The owners of Chicago’s United Center are seeking nearly $55 million in long-term property tax breaks on a planned $7 billion development around the Near West Side sports arena, one of several real estate projects involving professional teams that could redraw sections of the nation’s third-largest city in the years to come.
Mayor Brandon Johnson and the city’s planning department said they were proposing a Cook County Class 7(b) property tax incentive to the City Council.
If approved by the city’s 50 alderman, the owners of the arena — the Wirtz family, which owns the NHL’s Chicago Blackhawks, and the Reindsdorf family, which owns the NBA’s Chicago Bulls — would save about $54.7 million in property taxes on buildings constructed during the planned $500 million first phase of the mixed-use development, according to a statement from the mayor and his planning department.
Class 7(b) incentives are often used for real estate projects such as manufacturing facilities, but the United Center proposal is the first public disclosure that the sports franchises that share ownership of the arena are seeking public dollars.
Class 7(b) incentives last 12 years, with potential renewals.
The request comes as the United Center’s owners said they are close to starting construction on the initial phase of the 1901 Project, which is named for the arena’s address at 1901 W. Madison St.
Crowded field of stadium plans
The Bulls and Blackhawks aren’t the only teams drawing up plans that are expected to significantly change entire neighborhoods — or even create new ones.

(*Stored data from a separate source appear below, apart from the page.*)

PR #3368, opened 2016-04-25
[WIP] Add AWS iam role

kencochrane:
AWS has the ability to assign an IAM role to your EC2 instance [1], and this will allow you to make API calls from the EC2 instance, without needing to provide credentials. This works by pinging the metadata service and pulling down some temp credentials and using those until they expire. Once expired, they will get new ones from the same meta data service.

The Go AWS sdk offers the ability to use this out of the box [2], if you use the correct credentials. The goal of this PR is to use those credentials for creating other EC2 instances, and thus, not having to provide your api key and secret in order to do so.

This is a work in progress, when I compile and run, I get an error, but not sure if the error is related to this change, or something else.

There also needs to have a better way to validate the missing AWS key/secret when not using an IAM role. The current way prevents you from going forward without those items, and thus the validation is removed from this PR for now, but a better way needs to get added before we can merge.

/cc @nathanleclaire 

[1] http://docs.aws.amazon.com/AWSEC2/latest/UserGuide/iam-roles-for-amazon-ec2.html
[2] http://docs.aws.amazon.com/sdk-for-go/api/aws/credentials/ec2rolecreds/EC2RoleProvider.html

### DIFF
--- a/drivers/amazonec2/amazonec2.go
+++ b/drivers/amazonec2/amazonec2.go
@@ -15,6 +15,9 @@ import (
 
 	"github.com/aws/aws-sdk-go/aws"
 	"github.com/aws/aws-sdk-go/aws/awserr"
+	"github.com/aws/aws-sdk-go/aws/credentials"
+	"github.com/aws/aws-sdk-go/aws/credentials/ec2rolecreds"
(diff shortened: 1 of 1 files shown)


kencochrane:
@nathanleclaire are we no longer going to add this feature?

Issue #12, opened 2016-09-10
Add support for other DataObjects versions


synaptic:
I merged the compression branch into master and it seemed to work fine in reading some compressed HDF5 files I had.  However, when I grabbed some older files which were created by a different codebase, I got an [AssertError](https://github.com/jjhelmus/pyfive/blob/master/pyfive/low_level.py#L625) from `DataObjects.get_data()` saying that the version was not equal to 3.  Are you going to add support for older dataset versions (1 and 2)?  If not, I can try to read the spec and attempt to extend your framework to those versions.

jjhelmus:
@synaptic You are correct, pyfive only supports version 3 data layout messages at the moment. The layout of all three version is specified in [The Data Layout Message](https://www.hdfgroup.org/HDF5/doc/H5.format.html#LayoutMessage) section of the HDF5 specification.  This message used to be title "Data Storage" which explains the names in pyfive.  Version 1 and 2 were used in version 1.4 and 1.6.x of the HDF5 library.  Generating sample files to tests these older versions may be challenging with more modern versions of the library.

I'd be happy to include support for dataset layout messages version 1 and 2 in pyfive but this is not a priority for me as I don't any files which use these version.  I'd be happy to review a PR that did add support.

kmuehlbauer:
Looks like this is fixed by #16.

PR #16, opened 2016-10-10
Add support for v1 and v2 data objects

synaptic:
I have tested it with the committed file (v1 data object which is compressed) as well as many of my own larger files.  I have not tested any v2 data objects since I don't have any.  But it should work per the HDF5 spec.  All the other unit tests pass.


synaptic:
Forgot to mention, this will fix #12

jjhelmus:
Really nice addition @synaptic, thanks for this!

PR #42, opened 2019-03-22
property offset is the same for layout_class 1 and 2

bmaranville:
within versions 1 and 2 of data layout message: see https://support.hdfgroup.org/HDF5/doc/H5.format.html#LayoutMessage

With this change, should be able to load data from test file with version 2 data layout message, and layout class==1
https://bitbucket.hdfgroup.org/projects/HDFFV/repos/hdf5/browse/test/filespace_1_6.h5


jjhelmus:
Yes there should be no difference in the reserve size between layout class 1 and 2, thanks for the fix.

PR #43, opened 2020-05-16
adding an implementation of SoftLink

bmaranville:
This adds an implementation of resolving SoftLinks.  The variety of SoftLink that appears in SymbolTable.get_links has been tested and works, but I couldn't find any files that contain link messages (0x0002) in the tests or in my typical working files, so that has not been tested (the _get_links_from_link_msgs method in DataObjects)

Implementation notes: soft links are distinguished from hard links by the fact that they are strings, in the 'get' method in high_level.Group class.  If a link is a string (and therefore a soft link) it is sent back to "get" as a string, and if the lookup fails None is returned, as in the spec.

### DIFF
--- a/pyfive/dataobjects.py
+++ b/pyfive/dataobjects.py
@@ -501,7 +501,7 @@ class DataObjects(object):
         for symbol_table_address in btree.symbol_table_addresses():
             table = SymbolTable(self.fh, symbol_table_address)
             table.assign_name(heap)
-            links.update(table.get_links())
+            links.update(table.get_links(heap))
         return links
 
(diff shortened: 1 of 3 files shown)


bmaranville:
It looks like it's only failing because Python3.3 is not available for testing anymore, and it's still on the list of targets.

jjhelmus:
@bmaranville This looks great, thanks for putting this together.  I'll fix up the CI in another PR, there is no need to test on Python 3.3 (or even 3.4) and 3.7 and 3.8 should be added.

PR #48, opened 2021-07-19
support for V2 filter pipeline descriptions

bmaranville:
I've been seeing files (e.g. created by netCDF4 library) that are using version 2 of the filter pipeline description, as described at https://support.hdfgroup.org/HDF5/doc/H5.format.html#FilterMessage

This patch enables support.


woutdenolf:
Do you have an example file for the test suite?

bmaranville:
Superseded by #52

PR #49, opened 2021-10-11
adding a test for filter pipeline description v2

bmaranville:
Here is a test for filter pipeline description version 2, using [a file from the netCDF4 examples](https://github.com/Unidata/netcdf4-python/blob/master/examples/data/prmsl.2011.nc)

### DIFF
--- a/tests/test_filter_pipeline_v2.py
+++ b/tests/test_filter_pipeline_v2.py
@@ -1,27 +1,19 @@
 """ Unit tests for pyfive's ability to read a file with filter_pipeline v2
 (as is found in some new netCDF4 files) """
 import os
-import warnings
 
-import numpy as np
-from numpy.testing import assert_array_equal, assert_almost_equal
+from numpy.testing import assert_almost_equal
 
 import pyfive
 
 DIRNAME = os.path.dirname(__file__)
-# test file from: https://github.com/Unidata/netcdf4-python/blob/master/examples/data/prmsl.2011.nc
-NETCDF4_FILE = os.path.join(DIRNAME, 'prmsl.2011.nc')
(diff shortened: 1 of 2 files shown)


tests/test_filter_pipeline_v2.py
```diff
@@ -0,0 +1,27 @@
+""" Unit tests for pyfive's ability to read a file with filter_pipeline v2
+(as is found in some new netCDF4 files) """
+import os
+import warnings
```
kalvdans: Unused import, remove

tests/test_filter_pipeline_v2.py
```diff
@@ -0,0 +1,27 @@
...
+
+import numpy as np
+from numpy.testing import assert_array_equal, assert_almost_equal
```
kalvdans: Unused imports, remove

bmaranville: > 8 MB is a bit on the large side, but better than nothing.

You're right - if I can find a smaller example file that uses the new filter pipeline description I will make a new pull request with that instead.  I tried for a while to create a new file using netCDF4 but was unable to trigger the switch to filter pipeline description v2.

kmuehlbauer: @bmaranville 

> I tried for a while to create a new file using netCDF4 but was unable to trigger the switch to filter pipeline description v2.

That would be the way forward, I think.

bmaranville:
I was able to create a small file with filter pipeline description version 2.  I will manually merge this with the feature branch and create a new PR with both the feature and test.

kmuehlbauer:
@bmaranville That sounds great :+1:

bmaranville:
Superseded by #52

PR #52, opened 2022-05-11
Filter pipeline description v2

bmaranville:
I've been seeing files (e.g. created by netCDF4 library) that are using version 2 of the filter pipeline description, as described at https://support.hdfgroup.org/HDF5/doc/H5.format.html#FilterMessage

This patch enables support. (replaces earlier PRs #48 and #49)


kmuehlbauer:
@bmaranville  I'll try to review this the next day. It looks like Travis CI isn't run any more. How do you feel about moving CI to GitHub Actions?

pyfive/dataobjects.py
```diff
@@ -347,33 +347,61 @@ def filter_pipeline(self):
...
-            client_data = struct.unpack_from(fmt, self.msg_data, offset)
-            filter_info['client_data'] = client_data
-            offset += 4 * filter_info['client_data_values']
-
-            if filter_info['client_data_values'] % 2:
-                offset += 4  # odd number of client data values padded
-
-            filters.append(filter_info)
+        if version == 1:
+            res0, res1 = struct.unpack_from('<HI', self.msg_data, offset)
```
kmuehlbauer, line 353: Just a side note, to not forget:

Would it be more convenient, if we move unpacking/offset-increment into a function?

We might also think about using a given structure (eg dict), which has the bits and pieces (name, unpacking information etc), to iterate over the `msg_data` and automatically unpack.

kmuehlbauer: Also wondering what `res0`, `res1` is in this context (probably need to immerse myself into HDF5 format). It is not needed anywhere else in this function.

kmuehlbauer (approved):
@bmaranville This is looking good to me. I've added some comments which are not connected to the changes in this PR to not forget about that.

pyfive/dataobjects.py
bmaranville: ```res0``` and ```res1``` are nothing exciting... they are reserved sections and expected to contain zeros: https://docs.hdfgroup.org/hdf5/develop/_f_m_t3.html#FilterMessage

bmaranville: I would agree that streamlining unpacking and moving the offset would be a useful thing to do - it is largely manual and error-prone (what if you forget to add the offset advance!).  There are a few places where you read but don't advance, but those could still be handled manually.

kmuehlbauer:
:tada: @bmaranville I hope to use this enhancement soon.

PR #55, opened 2024-02-22
Minimal change to avoid a numpy deprecation failure. Without this

bnlawrence:
All tests fail at python 3.10 and numpy 1.24.4. With it, they all pass.


kmuehlbauer:
@bnlawrence Shall the build matrix be updated, here? (with python 3.11, python 3.12)

kalvdans:
Remove your play code from the pull request. Post it as comments intead.

bnlawrence:
Oh, sorry, I forgot that it would end up in the pull request because I did it on master. My bad. Will get that done later today (in meetings now).

bnlawrence:
Ok, I think that's clean on master now. Sorry about the noise.

bnlawrence:
> @bnlawrence Shall the build matrix be updated, here? (with python 3.11, python 3.12)

I've not tested it on them yet. If we can do what we're trying to do, we will need to test it properly, and we can get back to that.

kmuehlbauer (approved):

jjhelmus:
LGTM, thanks for the fix.

jjhelmus:
> Shall the build matrix be updated, here? (with python 3.11, python 3.12)
Including newer Python versions in the test matrix is a good idea. I'll submit a PR adjusting this later today.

Major League Soccer’s Chicago Fire broke ground earlier this month on a 22,000-seat stadium along the Chicago River in the South Loop. That project is within a 62-acre project the developer Related Midwest calls The 78, a reference to the expected creation of the city’s 78th neighborhood.

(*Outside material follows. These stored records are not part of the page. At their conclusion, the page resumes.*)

PR #56, opened 2024-02-22
Retrieve maxshape for Dataset

### LINKED ISSUE #50: maxshape-attribute missing on datasets
See https://docs.h5py.org/en/stable/high/dataset.html?highlight=maxshape#h5py.Dataset.maxshape

bmaranville:
retrieving maxshape from dataobjects and exposing maxshape property on Dataset

closes #50

### DIFF
--- a/pyfive/dataobjects.py
+++ b/pyfive/dataobjects.py
@@ -246,7 +246,16 @@ class DataObjects(object):
         """ Shape of the dataset. """
         msg = self.find_msg_type(DATASPACE_MSG_TYPE)[0]
         msg_offset = msg['offset_to_message']
-        return determine_data_shape(self.msg_data, msg_offset)
+        shape, maxshape = determine_data_shape(self.msg_data, msg_offset)
+        return shape
+
+    @property
+    def maxshape(self):
+        """ Maximum Shape of the dataset. (None for unlimited dimension) """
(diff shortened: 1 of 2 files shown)


pyfive/dataobjects.py
```diff
@@ -648,6 +657,8 @@ def is_dataset(self):
         """ True when DataObjects points to a dataset, False for a group. """
         return len(self.find_msg_type(DATASPACE_MSG_TYPE)) > 0
 
+UNLIMITED_SIZE = struct.unpack('<Q', b'\xff\xff\xff\xff\xff\xff\xff\xff')[0]
```
kalvdans: easier written `(1 << 64)  - 1`

bmaranville: Fair enough :) this was copy-paste from some earlier code, which has since been refactored to be 
```python
UNDEFINED_ADDRESS = 0xffffffffffffffff
```
(https://github.com/jjhelmus/pyfive/blob/master/pyfive/core.py#L10), which could also be re-used here as a constant.

jjhelmus:
The use of `determine_data_shape` on line 183 will also need to be updated with the new return type

jjhelmus:
LGTM, thanks for the PR

jjhelmus (approved):

PR #57, opened 2024-02-22
add Python 3.11 and 3.12 to test matrix in CI

jjhelmus:


kmuehlbauer (approved):
Great, working without flaws!

PR #61, opened 2024-04-26
Adding support for reading only chunks and various pieces of the H5Py lower level interface

bnlawrence:
The key changes are the introduction of a subclass of DataObjects which represents a singleton variable DataObject, and a new H5D class which provides the lower level chunk interface. Arguably these two classes could be combined.


bnlawrence:
Argh Sorry. This was supposed to be going into my main. For checking before making a pull request here.

PR #380, opened 2024-02-29
Added `replace` argument for the `setAnnotations`

oleksandr-danylchenko:
## Issue
`Annotator` type is a public API of the library:
https://github.com/annotorious/annotorious/blob/adc3f3b793de47731119efc1a35b8c03af2beb8c/packages/annotorious-core/src/model/Annotator.ts#L15-L65
The **_`setAnnotations`_** is a method to add annotations in a bulk way to the store using the provided `adapter`:
https://github.com/annotorious/annotorious/blob/adc3f3b793de47731119efc1a35b8c03af2beb8c/packages/annotorious-core/src/model/Annotator.ts#L148-L159
###### That function is a primary way to add multiple annotations at once w/o using the `loadAnnotations` method, which can be unsuitable in many scenarios (specific auth rules, offline-first env, specific app storage, etc.)

Unfortunately, on the subsequent runs of that function - it'll always replace all the existing annotations in the store 😱. This is not desired when the loading happens page by page and we don't want to load insert the same page time after time. 

## Changes Made
I added the `replace` argument that can be controlled from the outside of the library

### DIFF
--- a/packages/annotorious-core/src/model/Annotator.ts
+++ b/packages/annotorious-core/src/model/Annotator.ts
@@ -34,7 +34,7 @@ export interface Annotator<I extends Annotation = Annotation, E extends unknown 
 
   getUser(): User;
 
-  loadAnnotations(url: string): Promise<E[]>;
+  loadAnnotations(url: string, replace?: boolean): Promise<E[]>;
 
   redo(): void;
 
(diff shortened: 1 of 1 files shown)


packages/annotorious-core/src/model/Annotator.ts
```diff
@@ -145,16 +145,16 @@ export const createBaseAnnotator = <I extends Annotation, E extends unknown>(
     }
   }
 
-  const setAnnotations = (annotations: E[]) => {
+  const setAnnotations = (annotations: E[], replace = true) => {
```
oleksandr-danylchenko, line 148: `replace` is also `true` by default in the `bulkAddAnnotation`:
https://github.com/annotorious/annotorious/blob/adc3f3b793de47731119efc1a35b8c03af2beb8c/packages/annotorious-core/src/state/Store.ts#L136

rsimon:
Looks good, thanks!

PR #385, opened 2024-03-21
Added missing `@annotorious/openseadragon` to peer deps of `@annotorious/react`

oleksandr-danylchenko:
## Issue
The issue is similar to #384, so I would recommend checking it first.
The `@annotorious/openseadragon` is not being installed when you download the sources of the `@annotorious/react` and run `npm install`. And that leads to a failed `build` script 🤷🏻‍♂️

### DIFF
--- a/package-lock.json
+++ b/package-lock.json
@@ -5188,6 +5188,7 @@
       },
       "peerDependencies": {
         "@annotorious/annotorious": "*",
+        "@annotorious/openseadragon": "*",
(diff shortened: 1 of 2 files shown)


oleksandr-danylchenko:
Unfortunately, the `peerDependecies` are not installed automatically when using the `npm@10` 👀

rsimon:
Thanks!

Major League Baseball’s Chicago White Sox are exploring options for a new stadium, including within The 78 or directly across the river in a potential redevelopment of a rail yard.
One of the NFL’s founding teams, the Chicago Bears, are considering moving the team to a site in the northwest suburbs that the team owns or across state lines for a project that would be heavily subsidized by Indiana taxpayers.
Public incentives for sports teams have long been controversial, particularly in the case of a city and state facing fiscal challenges.
Fire owner Joe Mansueto has said the soccer team’s stadium will be privately financed, but the team is in ongoing negotiations with the city about how infrastructure such as roads to support the stadium will be funded.
The Bears have said they are mulling a move out of the state in part to shield themselves from long-term property tax costs and because they believe Illinois officials including Gov. JB Pritzker have been slow to support tax incentives to pay for infrastructure related to a new stadium.
First phase: music hall, retail, hotel
Class 7(b) tax incentives are proposed only for the initial phase of the United Center’s 1901 Project, which is expected to include a 6,000-seat music hall, retail and restaurant space, a hotel, parking garages and green space.
The first phase of the project will add about 800,000 square feet of buildings on 12.3 acres south and west of the arena, which would create a net increase of $46.3 million in tax revenue, according to the city’s statement. The city said the project will create nearly 2,000 construction jobs, 600 permanent jobs and 180 part-time positions.
The overall project is expected to create more than 9,400 residential units, and it could include a new Chicago Transit Authority train station.
United Center owners unveiled the scope of their plans in 2024, and they won zoning approval in early 2025. The arena’s owners assembled a sea of parking lots in the area over decades, and they have continued buying more lots since 1901 Project plans emerged.
The United Center opened in 1994, replacing the neighboring, since-demolished Chicago Stadium.